Likewise, Dr Grayson Wheatley (Arizona Heart Institute, Phoenix), a surgeon, believes that subtle turf wars may end up affecting the outcomes from the PARTNER trial.
"There is a little bit of investigator pushing going on, and I think the surgeons, to be honest, are pushing subtly toward a transapical approach because they are more involved and they maybe feel a little more comfortable," Wheatley said. "Whereas cardiologists feel pretty good about the femoral arteries, and they say, why should we subject the patients to the surgical risk when we can do this transfemorally, something we do on a regular basis? I think it's a disruptive force within the trial and within the use of this technology."

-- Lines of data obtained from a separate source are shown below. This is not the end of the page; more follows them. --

PR #149, opened 2017-08-21
Branch name

xh3b4sd:
Fixes https://github.com/giantswarm/giantswarm/issues/1605.

### DIFF
--- a/cmd/deploy.go
+++ b/cmd/deploy.go
@@ -81,7 +81,9 @@ func runDeploy(cmd *cobra.Command, args []string) {
 		WorkingDirectory: workingDirectory,
 		Organisation:     organisation,
 		Project:          project,
-		Sha:              sha,
+
+		Branch: branch,
+		Sha:    sha,
 
 		Registry:       registry,
 		DockerEmail:    dockerEmail,
--- a/cmd/root.go
+++ b/cmd/root.go
@@ -20,7 +20,9 @@ var (
 	registry     string
 	organisation string
 	project      string
-	sha          string
+
+	branch string
+	sha    string
 
 	dryRun bool
 )
@@ -46,17 +48,32 @@ func init() {
 	}
 
 	// We also use the git HEAD commit sha as well.
-	out, err := exec.Command("git", "rev-parse", "HEAD").Output()
-	if err != nil {
-		log.Fatalf("could not get git sha: %v\n", err)
+	var defaultSha string
+	{
+		out, err := exec.Command("git", "rev-parse", "HEAD").Output()
+		if err != nil {
+			log.Fatalf("could not get git sha: %#v\n", err)
+		}
+		defaultSha = strings.TrimSpace(string(out))
 	}
-	defaultSha := strings.TrimSpace(string(out))
+
+	// We also use the git HEAD branch as well.
+	var defaultBranch string
+	{
+		out, err := exec.Command("git", "rev-parse", "--abbrev-ref", "HEAD").Output()
+		if err != nil {
+			log.Fatalf("could not get git branch: %#v\n", err)
+		}
+		defaultBranch = strings.TrimSpace(string(out))
+	}
 
 	RootCmd.PersistentFlags().StringVar(&workingDirectory, "working-directory", defaultWorkingDirectory, "working directory for architect")
 
 	RootCmd.PersistentFlags().StringVar(&registry, "registry", "quay.io", "docker registry")
 	RootCmd.PersistentFlags().StringVar(&organisation, "organisation", defaultOrganisation, "organisation who owns the project")
 	RootCmd.PersistentFlags().StringVar(&project, "project", defaultProject, "name of the project")
+
+	RootCmd.PersistentFlags().StringVar(&branch, "branch", defaultBranch, "git branch to build")
 	RootCmd.PersistentFlags().StringVar(&sha, "sha", defaultSha, "git SHA1 to build")
 
 	RootCmd.PersistentFlags().BoolVar(&dryRun, "dry-run", dryRun, "show what would be executed, but take no action")
--- a/cmd/root.go
+++ b/cmd/root.go
@@ -12,7 +12,7 @@ import (
 var (
 	RootCmd = &cobra.Command{
 		Use:   "architect",
-		Short: "Architect is a tool for managing builds within the Giant Swarm releases engineering.",
+		Short: "Architect is a tool for managing builds within Giant Swarm release engineering.",
 	}
 
 	workingDirectory string
--- a/cmd/root.go
+++ b/cmd/root.go
@@ -12,7 +12,7 @@ import (
 var (
 	RootCmd = &cobra.Command{
 		Use:   "architect",
-		Short: "architect is a tool for managing Giant Swarm release engineering",
+		Short: "Architect is a tool for managing builds within the Giant Swarm releases engineering.",
 	}
 
 	workingDirectory string
--- a/workflow/docker.go
+++ b/workflow/docker.go
@@ -16,6 +16,14 @@ const (
 	DockerTagLatestTaskName  = "docker-tag-latest"
 	DockerPushShaTaskName    = "docker-push-sha"
 	DockerPushLatestTaskName = "docker-push-latest"
+
+	// DockerImageRefFmt is the format string used to compute the reference of the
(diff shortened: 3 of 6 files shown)


cmd/deploy.go
```diff
@@ -81,7 +81,9 @@ func runDeploy(cmd *cobra.Command, args []string) {
 		WorkingDirectory: workingDirectory,
 		Organisation:     organisation,
 		Project:          project,
-		Sha:              sha,
+
+		Branch: branch,
+		Sha:    sha,
```
xh3b4sd: Here the branch is additionally set in the project info which the sub commands receive.

cmd/root.go
```diff
@@ -12,15 +12,17 @@ import (
 var (
 	RootCmd = &cobra.Command{
 		Use:   "architect",
-		Short: "architect is a tool for managing Giant Swarm release engineering",
+		Short: "Architect is a tool for managing builds within the Giant Swarm releases engineering.",
```
xh3b4sd: Boyscouting here. I think this is more right.

cmd/root.go
```diff
@@ -46,17 +48,32 @@ func init() {
...
 	}
-	defaultSha := strings.TrimSpace(string(out))
 
 	RootCmd.PersistentFlags().StringVar(&workingDirectory, "working-directory", defaultWorkingDirectory, "working directory for architect")
 
 	RootCmd.PersistentFlags().StringVar(&registry, "registry", "quay.io", "docker registry")
 	RootCmd.PersistentFlags().StringVar(&organisation, "organisation", defaultOrganisation, "organisation who owns the project")
 	RootCmd.PersistentFlags().StringVar(&project, "project", defaultProject, "name of the project")
+
+	RootCmd.PersistentFlags().StringVar(&branch, "branch", defaultBranch, "git branch to build")
```
xh3b4sd: The branch is configurable via flag just like the other stuff.

workflow/docker.go
```diff
@@ -7,7 +7,7 @@ import (
 	"github.com/spf13/afero"
 )
 
-var (
+const (
```
xh3b4sd: Boyscouting I think having these immutable as constants is more right.

workflow/docker.go
```diff
@@ -16,6 +16,14 @@ var (
...
 	DockerPushShaTaskName    = "docker-push-sha"
 	DockerPushLatestTaskName = "docker-push-latest"
+
+	// DockerImageRefFmt is the format string used to compute the reference of the
+	// Docker image used to build and push. It may look something like this.
+	//
+	//     quay.io/giantswarm/architect:master-e8363ac222255e991c126abe6673cd0f33934ac8
+	//
+	DockerImageRefFmt    = "%s/%s/%s:%s-%s"
+	LatestDockerImageTag = "latest"
```
xh3b4sd: We use now constants and the format is documented and uses proper format placeholders. Please stop using `%v` for everything.

workflow/docker.go
```diff
@@ -50,13 +58,7 @@ func NewDockerBuildTask(fs afero.Fs, projectInfo ProjectInfo) (tasks.Task, error
...
 			"build",
 			"-t",
-			fmt.Sprintf(
-				"%v/%v/%v:%v",
-				projectInfo.Registry,
-				projectInfo.Organisation,
-				projectInfo.Project,
-				projectInfo.Sha,
-			),
+			newDockerImageRef(projectInfo, projectInfo.Sha),
```
xh3b4sd: A helper function makes this code a bit more DRY and clean.

workflow/docker.go
```diff
@@ -72,14 +74,9 @@ func NewDockerRunVersionTask(fs afero.Fs, projectInfo ProjectInfo) (tasks.Task,
...
-				"%v/%v/%v:%v",
-				projectInfo.Registry,
-				projectInfo.Organisation,
-				projectInfo.Project,
-				projectInfo.Sha,
-			),
-			Args: []string{"version"},
+			Args:             []string{"version"},
+			Image:            newDockerImageRef(projectInfo, projectInfo.Sha),
+			WorkingDirectory: projectInfo.WorkingDirectory,
```
xh3b4sd: I am not sure if I am breaking something now by fixing it. The working directory was empty before. The tests I wrote showed that. Should we be worried now?

workflow/docker_test.go
```diff
@@ -0,0 +1,149 @@
+package workflow
+
+import (
+	"reflect"
+	"testing"
+
+	"github.com/giantswarm/architect/tasks"
+)
+
+func Test_Workflow_Docker_NewDockerBuildTask(t *testing.T) {
```
xh3b4sd: Here are actually some tests to make sure the args are right. LGTM.

workflow/docker_test.go
```diff
@@ -0,0 +1,149 @@
...
+}
+
+func testNewProjectInfo() ProjectInfo {
+	return ProjectInfo{
+		WorkingDirectory: "/usr/code/",
+		Organisation:     "giantswarm",
+		Project:          "architect",
+
+		Branch: "master",
+		Sha:    "e8363ac222255e991c126abe6673cd0f33934ac8",
```
xh3b4sd: I chose more real settings here to make the result more readable. It was super hard to parse for me using strings like `test-sha`. This data is more aligned with the real world.

workflow/workflow.go
```diff
@@ -30,7 +30,9 @@ type ProjectInfo struct {
 	WorkingDirectory string
 	Organisation     string
 	Project          string
-	Sha              string
+
+	Branch string
+	Sha    string
```
xh3b4sd: Here is the branch actually added to the `ProjectInfo` type.

cmd/root.go
rossf7: "within Giant Swarm release engineering" reads more easily for me.

workflow/docker.go
rossf7: <3

workflow/docker.go
rossf7: I don't know architect well enough to comment. @JosephSalisbury WDYT?

cmd/root.go
xh3b4sd: Sweet. Done.

workflow/docker.go
```diff
@@ -204,14 +179,20 @@ func NewDockerPushLatestTask(fs afero.Fs, projectInfo ProjectInfo) (tasks.Task,
...
-				projectInfo.Project,
-			),
+			newDockerImageRef(projectInfo, LatestDockerImageTag),
 		},
 	)
 
 	return dockerPush, nil
 }
+
+func newDockerImageRef(projectInfo ProjectInfo, version string) string {
```
JosephSalisbury: I'd like to see a test over this.

workflow/docker.go
JosephSalisbury: I'm actually not certain here. If architect builds fine locally, then I don't see what else it could break.

JosephSalisbury:
I would recommend trying to deploy, end to end, with the new tag scheme. "It should work" probably isn't good enough there, and we should make sure before merging this.

workflow/docker.go
xh3b4sd: I think this is already tested multiple times. Anyway added an explicit test.

workflow/docker.go
xh3b4sd: I could build architect locally with architect. Looks like this is fine.

xh3b4sd:
> I would recommend trying to deploy, end to end, with the new tag scheme.

How to do this without merging it? I miss something here.

JosephSalisbury:
Grab a helm chart for some service from quay, modify the version, push it, create a deployment event for that version.

xh3b4sd:
I cannot test this locally. I cannot install helm and the registry plugin. The latest version is broken since a week. Don't know how to install another version. Need a pair on this.

xh3b4sd:
For the record. I am removing the branch prefixing and keep the tests and stuff. See https://github.com/giantswarm/giantswarm/issues/1605#issuecomment-324326336.

xh3b4sd:
Please have another look guys. I removed the branch prefix in the tags. I would like to keep the branch information within architect though. I do not want to waste time on cleaning this up and I think this information can be useful for logging, debugging, meta data at some point.

PR #281, opened 2019-02-26
update docker workflow

TheoBrigitte:
Towards: [giantswarm/giantswarm#5206](https://github.com/giantswarm/giantswarm/issues/5206)

- ~update `emptyShaError` to `emptyRefError`~
- ~rename `sha` to `ref` in different places.~
- add git tag to `projectInfo`
- tag and push docker image with git tag

PR #282, opened 2019-02-26
New DockerTag and Version argument for helm charts

TheoBrigitte:

* add `DockerTag` as a new argument for helm charts
* add `Version` as a new argument for helm charts

This will makes the transition smoother for repositories which needs to support git tag, as it enforce to change the helm chart to make use of the new `DockerTag` argument for the docker image tag.


template/template.go
```diff
@@ -13,6 +13,8 @@ var (
 
 // BuildInfo holds information concerning the current build.
 type BuildInfo struct {
+	// Ref is the reference of the commit we are building for.
+	Ref string
```
kopiczko: Given my comment in #281 we should push the image for both SHA and tag I think it would make sense to rename that to `Tag` and keep it empty when there is none. Then architect should do things only when the tag is non-empty.

TheoBrigitte: Good point, let's no couple things.

TheoBrigitte:
The idea is to be able to template chart with the correct information.

I am aiming at having chart in the following format
Actually we cannot have an empty value here, because this is what we use for templating the helm chart.


```Chart.yaml
# Chart.yaml
name: hello-test-chart
version: [[ .Version ]]
```
```templates/deployment.yaml
# templates/deployment.yaml
apiVersion: extensions/v1beta1
kind: Deployment
metadata:
  name: hello-test
spec:
  template:
    spec:
      containers:
      - name: hello-test
        image: quay.io/giantswarm/hello-test:[[ .DockerTag ]]
```

Where :
- `Version` will be either a git tag or a git tag +git suffix.
- `DockerTag` will be either a git commit sha or a git tag

TheoBrigitte:
ping @giantswarm/team-magic

template/helm_test.go
```diff
@@ -13,15 +13,19 @@ import (
...
+		version   string
+		setUp     func(afero.Fs, string) error
+		check     func(afero.Fs, string) error
 	}{
 		// Test that a chart is templated correctly.
 		{
-			chartDir: "/helm/test-chart",
-			sha:      "jabberwocky",
+			chartDir:  "/helm/test-chart",
+			dockerTag: "white-rabbit",
```
JosephSalisbury: <3

TheoBrigitte: Feel to good to have my work appreciated <3

PR #283, opened 2019-02-26
New ReleaseGithubTask to create github releases

TheoBrigitte:

Provide a new `ReleaseGithubTask` which allow to create draft github releases and with assets files.

Note: for this to work we have to provide a github token with full repo access, see https://developer.github.com/apps/building-oauth-apps/understanding-scopes-for-oauth-apps/#available-scopes


release/release.go
```diff
@@ -0,0 +1,86 @@
...
+	"os"
+	"path/filepath"
+
+	"github.com/google/go-github/github"
+
+	"github.com/giantswarm/microerror"
+)
+
+// CreateWithDir creates a draft github release with files contained in dir as assets.
+func CreateWithDir(client *github.Client, dir, organisation, project, sha, tag string) error {
```
kopiczko: Why do we need to expose that method? I would suggest making it private method of `ReleaseGithubTask` to avoid passing some depedencies around.

kopiczko: Number of string args here is concerning me. I would replace that with input struct to avoid potential bugs.

release/release.go
```diff
@@ -0,0 +1,86 @@
...
+func create(client *github.Client, organisation, project, sha, tag string, draft bool) (*github.RepositoryRelease, error) {
+	release := &github.RepositoryRelease{
+		Draft:           &draft,
+		Name:            &tag,
+		TagName:         &tag,
+		TargetCommitish: &sha,
+	}
+
+	createdRelease, _, err := client.Repositories.CreateRelease(
+		context.TODO(),
```
kopiczko: Please pass the context to this function. If there is need to TODO let's do it in single place.

release/release.go
```diff
@@ -0,0 +1,86 @@
...
+		organisation,
+		project,
+		release,
+	)
+	if err != nil {
+		return nil, microerror.Maskf(err, "could not create release for %s:%s", project, tag)
```
kopiczko: We're already working to remove possibility of masking non microerror.Error errors. Let's not annotate this one.

release/release.go
```diff
@@ -0,0 +1,86 @@
...
+	return createdRelease, nil
+}
+
+func uploadAsset(client *github.Client, organisation, project string, id int64, file *os.File) error {
+	options := &github.UploadOptions{
+		Name: filepath.Base(file.Name()),
+	}
+
+	_, _, err := client.Repositories.UploadReleaseAsset(
+		context.TODO(),
```
kopiczko: Ditto TODO context.

release/release.go
```diff
@@ -0,0 +1,86 @@
...
+		organisation,
+		project,
+		id,
+		options,
+		file,
+	)
+	if err != nil {
+		return microerror.Maskf(err, "could not upload release asset id:%d file:%s", id, file.Name())
```
kopiczko: Ditto error masking.

release/release.go
```diff
@@ -0,0 +1,86 @@
...
+)
+
+// CreateWithDir creates a draft github release with files contained in dir as assets.
+func CreateWithDir(client *github.Client, dir, organisation, project, sha, tag string) error {
+	release, err := create(client, organisation, project, sha, tag, false)
+	if err != nil {
+		return microerror.Mask(err)
+	}
+
+	filesInfo, err := ioutil.ReadDir(dir)
```
kopiczko: Is `ReadDir` recursive? I think it isn't.

release/release.go
```diff
@@ -0,0 +1,86 @@
...
+	if err != nil {
+		return microerror.Mask(err)
+	}
+
+	for _, f := range filesInfo {
```
kopiczko: Shouldn't we create a tarball instead of uploading all the files?

release/task.go
```diff
@@ -0,0 +1,45 @@
...
+)
+
+const (
+	ReleaseGithubTaskName   = "release-github"
+	ReleaseGithubTaskString = "%s: sha:%s tag:%s"
+)
+
+type ReleaseGithubTask struct {
+	client       *github.Client
+	dir          string
```
kopiczko: What is the dir here? Isn't it better to pass the common `ProjectInfo` struct?

release/release.go
kopiczko: I think this function should be idempotent. What if we try to recreate a release when the build is reran?

kopiczko:
> Note: for this to work we have to provide a github token with full repo access, see https://developer.github.com/apps/building-oauth-apps/understanding-scopes-for-oauth-apps/#available-scopes

Did we have read-only so far?

release/release.go
TheoBrigitte: No `ioutil.ReadDir` is not recursive. It just list the content of the given directory.

release/release.go
TheoBrigitte: This task upload whatever is found in the directory, the helm chart tarball will be created by a different task [`PackageHelmChartTask`](https://github.com/giantswarm/architect/pull/284)

TheoBrigitte:
> > Note: for this to work we have to provide a github token with full repo access, see https://developer.github.com/apps/building-oauth-apps/understanding-scopes-for-oauth-apps/#available-scopes
> 
> Did we have read-only so far?

So far we had `repo_deployment` which allow us to create github deployment events.

workflow/github.go
```diff
@@ -0,0 +1,44 @@
...
+	}
+	if projectInfo.Project == "" {
+		return microerror.Mask(emptyProjectError)
+	}
+	if projectInfo.Ref == "" {
+		return microerror.Mask(emptyRefError)
+	}
+	if projectInfo.Sha == "" {
+		return microerror.Mask(emptyShaError)
+	}
```
kopiczko: I don't like we have so many defined errors that are unhandled, but I understand it's a copy/paste.

release/release.go
kopiczko: It's a bit confusing but I don't have a better idea.

release/release.go
TheoBrigitte: fixed: this is now private

release/release.go
TheoBrigitte: fixed: added context

release/release.go
TheoBrigitte: fixed: removed error annotation

release/release.go
TheoBrigitte: This will probably make more sense in later PR when all of this will be connected.

release/task.go
TheoBrigitte: reworked: dir is now called assetDir and `ProjectInfo` struct is also used

release/release.go
TheoBrigitte: reworked this: `ensureWithDir` is now idempotent

TheoBrigitte: fixed: added `releaseInfo` struct

PR #284, opened 2019-02-26
New PackageHelmChartTask to package helm charts

TheoBrigitte:

Provide a new `PackageHelmChartTask` which allow to package helm chart like `helm package` does.


pack/pack.go
```diff
@@ -0,0 +1,61 @@
...
+		return err
+	}
+
+	// Load chart from a directory.
+	ch, err := chartutil.LoadDir(path)
+	if err != nil {
+		return err
+	}
+
+	// Save the chart as an archive in the given director.
```
kopiczko: I would just skip those comments.

```suggestion
	// Save the chart as an archive in the given directory.
```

I think the surgeons, to be honest, are pushing subtly toward a transapical approach because they are more involved and they maybe feel a little more comfortable.
One issue may be that while interventionalists do not appear to be clamoring for scalpels and sutures, many surgeons are learning catheter techniques for the first time. "I do know that some of the surgeons who have been doing the transapical procedure have had a little bit of trouble because they weren't really skilled with the catheters and wires," Wheatley said. "Maybe there's a bigger learning curve with the transapical approach because it involves different sheaths, different wires, and sometimes people with lesser catheter or wire skills are doing those procedures."
Wheatley worries that unless the learning curve for physicians performing the transapical procedure in the PARTNER trial improves and the mortality rates come down, the "cohort A" data results may be difficult for the FDA to interpret.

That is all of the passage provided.